Problem to solve:
Type the records out again in full, exactly.

Collected data:
::::::::

PR #3194, opened 2021-08-20
Change no-sidewalk tagging to =no

ZeLonewolf:
This PR changes the StreetComplete tagging for streets with no sidewalks to `sidewalk=no` instead of `sidewalk=none`.  This is consistent with the tagging used by both iD and JOSM.

### DIFF
--- a/app/src/main/java/de/westnordost/streetcomplete/quests/sidewalk/AddSidewalk.kt
+++ b/app/src/main/java/de/westnordost/streetcomplete/quests/sidewalk/AddSidewalk.kt
@@ -110,7 +110,7 @@ class AddSidewalk : OsmElementQuestType<SidewalkAnswer> {
                 answer.left && answer.right -> "both"
                 answer.left -> "left"
                 answer.right -> "right"
-                else -> "none"
+                else -> "no"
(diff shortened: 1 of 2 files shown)


riiga:
Consistency is key. I support this change.

FloEdelmann:
Apparently, StreetComplete is one of only two projects that uses `none`: https://taginfo.openstreetmap.org/tags/sidewalk=none#projects

`no` is slightly more often used: https://taginfo.openstreetmap.org/keys/sidewalk#values

Vespucci also uses `no`: https://taginfo.openstreetmap.org/tags/sidewalk=no#projects

ZeLonewolf:
Note that =none has experienced a recent rise of 100K tags since January, which presumably is due to the popularity of StreetComplete.

westnordost:
Haha, StreetComplete vs everyone else, who wins? ;-)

::::::::

Result of this task:
PR #3194, opened 2021-08-20
Change no-sidewalk tagging to =no

ZeLonewolf:
This PR changes the StreetComplete tagging for streets with no sidewalks to `sidewalk=no` instead of `sidewalk=none`.  This is consistent with the tagging used by both iD and JOSM.

### DIFF
--- a/app/src/main/java/de/westnordost/streetcomplete/quests/sidewalk/AddSidewalk.kt
+++ b/app/src/main/java/de/westnordost/streetcomplete/quests/sidewalk/AddSidewalk.kt
@@ -110,7 +110,7 @@ class AddSidewalk : OsmElementQuestType<SidewalkAnswer> {
                 answer.left && answer.right -> "both"
                 answer.left -> "left"
                 answer.right -> "right"
-                else -> "none"
+                else -> "no"
(diff shortened: 1 of 2 files shown)


riiga:
Consistency is key. I support this change.

FloEdelmann:
Apparently, StreetComplete is one of only two projects that uses `none`: https://taginfo.openstreetmap.org/tags/sidewalk=none#projects

`no` is slightly more often used: https://taginfo.openstreetmap.org/keys/sidewalk#values

Vespucci also uses `no`: https://taginfo.openstreetmap.org/tags/sidewalk=no#projects

ZeLonewolf:
Note that =none has experienced a recent rise of 100K tags since January, which presumably is due to the popularity of StreetComplete.

westnordost:
Haha, StreetComplete vs everyone else, who wins? ;-)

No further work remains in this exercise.